» About this exercise
Keeping each line exactly as it is, output all of the records.

Collected data entries
PR #1663, opened 2024-10-29
Sphinx redirects

Pbarbosa92:
This PR adds lots of redirects to old urls that are giving 404 on the google search console.

Some redirects are temporary and need to be changed in the future like the ones too https://tutorials.inductiva.ai/intro_to_api/shared_dedicated_resources.html (that will be moved to docs).


maiyahershey:
This is great Paulo! Redirects are great because this will not interrupt our users browsing experience and it's also a great way to tell search engines about the new location of the page. Google should deindex these moved pages when it tries to crawl again soon and should be fixed! 
Thanks so much for this. 

We could add this flow as best practice for the future when we move content around or remove it entirely!

After you merge, I will test them with the URL Inspection tool on google search console and verify the fixes.

maiyahershey (approved):

PR #1668, opened 2024-10-30
Bugfixes from bugbash

rcvalerio:


inductiva/storage/storage.py
```diff
@@ -181,40 +181,47 @@ def upload(
...
-    zip_file_size = os.path.getsize(input_zip_path)
-    logging.info("Input archive size: %s",
-                 format_utils.bytes_formatter(zip_file_size))
+    if is_dir:
+        input_path = _zip_folder(local_path)
+        if remote_path:
+            remote_path = os.path.dirname(remote_path.lstrip("/"))
+            remote_path = os.path.join(remote_path, constants.TMP_ZIP_FILENAME)
+        else:
+            remote_path = constants.TMP_ZIP_FILENAME
```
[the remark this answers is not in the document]
rcvalerio: I believe you reviewed old code

inductiva/storage/storage.py
```diff
@@ -181,40 +181,47 @@ def upload(
...
+    else:
+        input_path = local_path
+        remote_path = remote_path or input_path
```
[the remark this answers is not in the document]
rcvalerio: I believe you reviewed old code

rcvalerio:
@Pbarbosa92 can you help with improving the user experience? For example, improving the logging messages and error handling (should we print the exception? should we give a general error message?)

inductiva/storage/storage.py
```diff
@@ -133,34 +131,27 @@ def _print_contents_table(contents):
 def upload_from_url(
     url: str,
     remote_dir: str,
-    file_name: str = None,
-    unzip: bool = False,
-    overwrite: bool = True,
+    remote_path: str = None,
```
Pbarbosa92, line 134: What is the difference from remote_dir and remote_path?

Pbarbosa92:
> @Pbarbosa92 can you help with improving the user experience? For example, improving the logging messages and error handling (should we print the exception? should we give a general error message?)

What kind of exceptions can we get? Any APIException is already handled

inductiva/storage/storage.py
rcvalerio: remote_dir is the the name of the workspace, remote_path is the path inside the workspace. Accepting better argument names

Pbarbosa92: So, do you mean if `remote_dir=hello` and `remote_path=world` this would create the following path `paulo/hello/world` or `paulo/workspace/hello/world`?

Pbarbosa92:
If I try the upload `inductiva.storage.upload(local_path="/Users/paulobarbosa/Downloads/swan-jana",remote_dir="abc",remote_path="hello")` I get the following error:

`ApiTypeError: RequestQueryParams missing 1 required arguments: ['file_name']`

inductiva/storage/storage.py
rcvalerio: the prefix "workspace" is always included in GCP bucket but the user doesn't need to know. If u were uploading a file test.txt it would be saved in .../workspace/hello/test.txt

Pbarbosa92: So what is the remote path for?

rcvalerio:
> If I try the upload `inductiva.storage.upload(local_path="/Users/paulobarbosa/Downloads/swan-jana",remote_dir="abc",remote_path="hello")` I get the following error:
> 
> `ApiTypeError: RequestQueryParams missing 1 required arguments: ['file_name']`

You need to run the web-api with the bugfixes, it has not been merged to dev yet: https://github.com/inductiva/inductiva-web-api/pull/1337

inductiva/storage/storage.py
rcvalerio: sorry, i forgot to add the remote_path, it will be  .../workspace/hello/world/test.txt

remote_path is basically used to specify the path inside the workspace (in this case, workspace named hello)

Pbarbosa92: I'm a bit confused why would we need both and not just use remote_dir="hello/world"

rcvalerio: that makes sense, I will implement that change

rcvalerio: Upon further investigation I think combining `remote_dir` and `remote_path` might be a bit confusing, especially since we don’t want files stored at the root of the workspace. I believe renaming `remote_dir` to `workspace_name` would make it clearer that this argument is defining a workspace folder, while `remote_path` can still specify a location within that workspace.

This way, it’s clear that files go into a workspace folder, and it feels a bit more intuitive. What do you think?

rcvalerio: Since we now allow storing files in arbitrary paths, rather than just within the workspace folder with specified filenames, I believe it might make sense to use a single `remote_path` argument. However, if we make that change, we need to decide whether to keep the restriction of only allowing files to be stored inside subfolders (e.g., providing `remote_path`="" would not be allowed).

If we lift this restriction, we might need to adjust the list command and modify the storage database table.

rcvalerio: I implemented those changes, now there is only a single remote_dir. Let me know what you think

PR #1700, opened 2024-11-14
Add method to terminate machine groups for benchmarks

HenriquePreto:
This PR adds a method to terminate the machine groups created for a benchmark, including unit tests.

**QA**: Running the following script will terminate the machine group created for this benchmark after waiting for the task to complete.

```python3
from inductiva.benchmarks import Benchmark
from inductiva.utils import download_from_url
from inductiva.simulators import AmrWind
from inductiva.resources import MachineGroup

input_dir = download_from_url(
    "amr-wind-input-example.zip",
    unzip=True)

Benchmark(name="test-terminate-benchmark") \
    .add_run(simulator=AmrWind(),
             input_dir=input_dir,
             sim_config_filename="abl_amd_wenoz.inp",
             on=MachineGroup("c2-standard-4"),
             n_vcpus=4) \
    .run(num_repeats=1)
    .wait() \
    .terminate()
```

Closes inductiva/tasks#494


inductiva/benchmarks/benchmark.py
```diff
@@ -243,3 +245,32 @@ def filter_distinct_columns(info):
         return filter_distinct_columns(info) \
             if columns == ColumnExportMode.DISTINCT \
             else info
+
+    def terminate(self) -> Self:
```
bgregoinductiva, line 249: I would prefer to have this method implemented in the `Project` class.

inductiva/benchmarks/benchmark.py
```diff
@@ -243,3 +245,32 @@ def filter_distinct_columns(info):
...
+        """
+        Terminates all active machine groups associated with the
+        benchmark.
+
+        Returns:
+            Self: The current instance for method chaining.
+        """
+        def _handle_suffix(executer):
+            if executer.host_type == "GCP":
```
bgregoinductiva, line 259: Please use `ProviderType.GCP` instead of the raw string.

inductiva/benchmarks/benchmark.py
HenriquePreto: It could be implemented there, but I think it should be implemented in the ```Benchmark``` class for now, as it is more directly related to machine groups, whereas the ```Project``` class is more related to tasks. Wdyt?

I also think there are other methods / features in the ```Benchmark``` class that could be moved to the base class, but this could be done at a later stage during refactoring.

bgregoinductiva (approved):

Pbarbosa92 (approved):
LGTM, you could just print a better message when exception happens.

inductiva/benchmarks/benchmark.py
```diff
@@ -243,3 +246,33 @@ def filter_distinct_columns(info):
...
+            if task.info.executer
+        }
+
+        for machine in resources.get():
+            if machine.name not in machine_names:
+                continue
+            try:
+                machine.terminate(verbose=False)
+            except ApiException as api_exception:
+                logging.warning(api_exception)
```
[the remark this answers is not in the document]
HenriquePreto: I tested the exception message. For example, if the ```terminate``` method raises an exception because it attempts to terminate an already terminated machine, it prints this message:

```
Attempting to terminate an unstarted machine group.
```

I think this is already quite nice -- the ```APIException``` class implements a custom ```__str__``` method.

» Output
PR #1663, opened 2024-10-29
Sphinx redirects

Pbarbosa92:
This PR adds lots of redirects to old urls that are giving 404 on the google search console.

Some redirects are temporary and need to be changed in the future like the ones too https://tutorials.inductiva.ai/intro_to_api/shared_dedicated_resources.html (that will be moved to docs).


maiyahershey:
This is great Paulo! Redirects are great because this will not interrupt our users browsing experience and it's also a great way to tell search engines about the new location of the page. Google should deindex these moved pages when it tries to crawl again soon and should be fixed! 
Thanks so much for this. 

We could add this flow as best practice for the future when we move content around or remove it entirely!

After you merge, I will test them with the URL Inspection tool on google search console and verify the fixes.

maiyahershey (approved):

PR #1668, opened 2024-10-30
Bugfixes from bugbash

rcvalerio:


inductiva/storage/storage.py
```diff
@@ -181,40 +181,47 @@ def upload(
...
-    zip_file_size = os.path.getsize(input_zip_path)
-    logging.info("Input archive size: %s",
-                 format_utils.bytes_formatter(zip_file_size))
+    if is_dir:
+        input_path = _zip_folder(local_path)
+        if remote_path:
+            remote_path = os.path.dirname(remote_path.lstrip("/"))
+            remote_path = os.path.join(remote_path, constants.TMP_ZIP_FILENAME)
+        else:
+            remote_path = constants.TMP_ZIP_FILENAME
```
[the remark this answers is not in the document]
rcvalerio: I believe you reviewed old code

inductiva/storage/storage.py
```diff
@@ -181,40 +181,47 @@ def upload(
...
+    else:
+        input_path = local_path
+        remote_path = remote_path or input_path
```
[the remark this answers is not in the document]
rcvalerio: I believe you reviewed old code

rcvalerio:
@Pbarbosa92 can you help with improving the user experience? For example, improving the logging messages and error handling (should we print the exception? should we give a general error message?)

inductiva/storage/storage.py
```diff
@@ -133,34 +131,27 @@ def _print_contents_table(contents):
 def upload_from_url(
     url: str,
     remote_dir: str,
-    file_name: str = None,
-    unzip: bool = False,
-    overwrite: bool = True,
+    remote_path: str = None,
```
Pbarbosa92, line 134: What is the difference from remote_dir and remote_path?

Pbarbosa92:
> @Pbarbosa92 can you help with improving the user experience? For example, improving the logging messages and error handling (should we print the exception? should we give a general error message?)

What kind of exceptions can we get? Any APIException is already handled

inductiva/storage/storage.py
rcvalerio: remote_dir is the the name of the workspace, remote_path is the path inside the workspace. Accepting better argument names

Pbarbosa92: So, do you mean if `remote_dir=hello` and `remote_path=world` this would create the following path `paulo/hello/world` or `paulo/workspace/hello/world`?

Pbarbosa92:
If I try the upload `inductiva.storage.upload(local_path="/Users/paulobarbosa/Downloads/swan-jana",remote_dir="abc",remote_path="hello")` I get the following error:

`ApiTypeError: RequestQueryParams missing 1 required arguments: ['file_name']`

inductiva/storage/storage.py
rcvalerio: the prefix "workspace" is always included in GCP bucket but the user doesn't need to know. If u were uploading a file test.txt it would be saved in .../workspace/hello/test.txt

Pbarbosa92: So what is the remote path for?

rcvalerio:
> If I try the upload `inductiva.storage.upload(local_path="/Users/paulobarbosa/Downloads/swan-jana",remote_dir="abc",remote_path="hello")` I get the following error:
> 
> `ApiTypeError: RequestQueryParams missing 1 required arguments: ['file_name']`

You need to run the web-api with the bugfixes, it has not been merged to dev yet: https://github.com/inductiva/inductiva-web-api/pull/1337

inductiva/storage/storage.py
rcvalerio: sorry, i forgot to add the remote_path, it will be  .../workspace/hello/world/test.txt

remote_path is basically used to specify the path inside the workspace (in this case, workspace named hello)

Pbarbosa92: I'm a bit confused why would we need both and not just use remote_dir="hello/world"

rcvalerio: that makes sense, I will implement that change

rcvalerio: Upon further investigation I think combining `remote_dir` and `remote_path` might be a bit confusing, especially since we don’t want files stored at the root of the workspace. I believe renaming `remote_dir` to `workspace_name` would make it clearer that this argument is defining a workspace folder, while `remote_path` can still specify a location within that workspace.

This way, it’s clear that files go into a workspace folder, and it feels a bit more intuitive. What do you think?

rcvalerio: Since we now allow storing files in arbitrary paths, rather than just within the workspace folder with specified filenames, I believe it might make sense to use a single `remote_path` argument. However, if we make that change, we need to decide whether to keep the restriction of only allowing files to be stored inside subfolders (e.g., providing `remote_path`="" would not be allowed).

If we lift this restriction, we might need to adjust the list command and modify the storage database table.

rcvalerio: I implemented those changes, now there is only a single remote_dir. Let me know what you think

PR #1700, opened 2024-11-14
Add method to terminate machine groups for benchmarks

HenriquePreto:
This PR adds a method to terminate the machine groups created for a benchmark, including unit tests.

**QA**: Running the following script will terminate the machine group created for this benchmark after waiting for the task to complete.

```python3
from inductiva.benchmarks import Benchmark
from inductiva.utils import download_from_url
from inductiva.simulators import AmrWind
from inductiva.resources import MachineGroup

input_dir = download_from_url(
    "amr-wind-input-example.zip",
    unzip=True)

Benchmark(name="test-terminate-benchmark") \
    .add_run(simulator=AmrWind(),
             input_dir=input_dir,
             sim_config_filename="abl_amd_wenoz.inp",
             on=MachineGroup("c2-standard-4"),
             n_vcpus=4) \
    .run(num_repeats=1)
    .wait() \
    .terminate()
```

Closes inductiva/tasks#494


inductiva/benchmarks/benchmark.py
```diff
@@ -243,3 +245,32 @@ def filter_distinct_columns(info):
         return filter_distinct_columns(info) \
             if columns == ColumnExportMode.DISTINCT \
             else info
+
+    def terminate(self) -> Self:
```
bgregoinductiva, line 249: I would prefer to have this method implemented in the `Project` class.

inductiva/benchmarks/benchmark.py
```diff
@@ -243,3 +245,32 @@ def filter_distinct_columns(info):
...
+        """
+        Terminates all active machine groups associated with the
+        benchmark.
+
+        Returns:
+            Self: The current instance for method chaining.
+        """
+        def _handle_suffix(executer):
+            if executer.host_type == "GCP":
```
bgregoinductiva, line 259: Please use `ProviderType.GCP` instead of the raw string.

inductiva/benchmarks/benchmark.py
HenriquePreto: It could be implemented there, but I think it should be implemented in the ```Benchmark``` class for now, as it is more directly related to machine groups, whereas the ```Project``` class is more related to tasks. Wdyt?

I also think there are other methods / features in the ```Benchmark``` class that could be moved to the base class, but this could be done at a later stage during refactoring.

bgregoinductiva (approved):

Pbarbosa92 (approved):
LGTM, you could just print a better message when exception happens.

inductiva/benchmarks/benchmark.py
```diff
@@ -243,3 +246,33 @@ def filter_distinct_columns(info):
...
+            if task.info.executer
+        }
+
+        for machine in resources.get():
+            if machine.name not in machine_names:
+                continue
+            try:
+                machine.terminate(verbose=False)
+            except ApiException as api_exception:
+                logging.warning(api_exception)
```
[the remark this answers is not in the document]
HenriquePreto: I tested the exception message. For example, if the ```terminate``` method raises an exception because it attempts to terminate an already terminated machine, it prints this message:

```
Attempting to terminate an unstarted machine group.
```

I think this is already quite nice -- the ```APIException``` class implements a custom ```__str__``` method.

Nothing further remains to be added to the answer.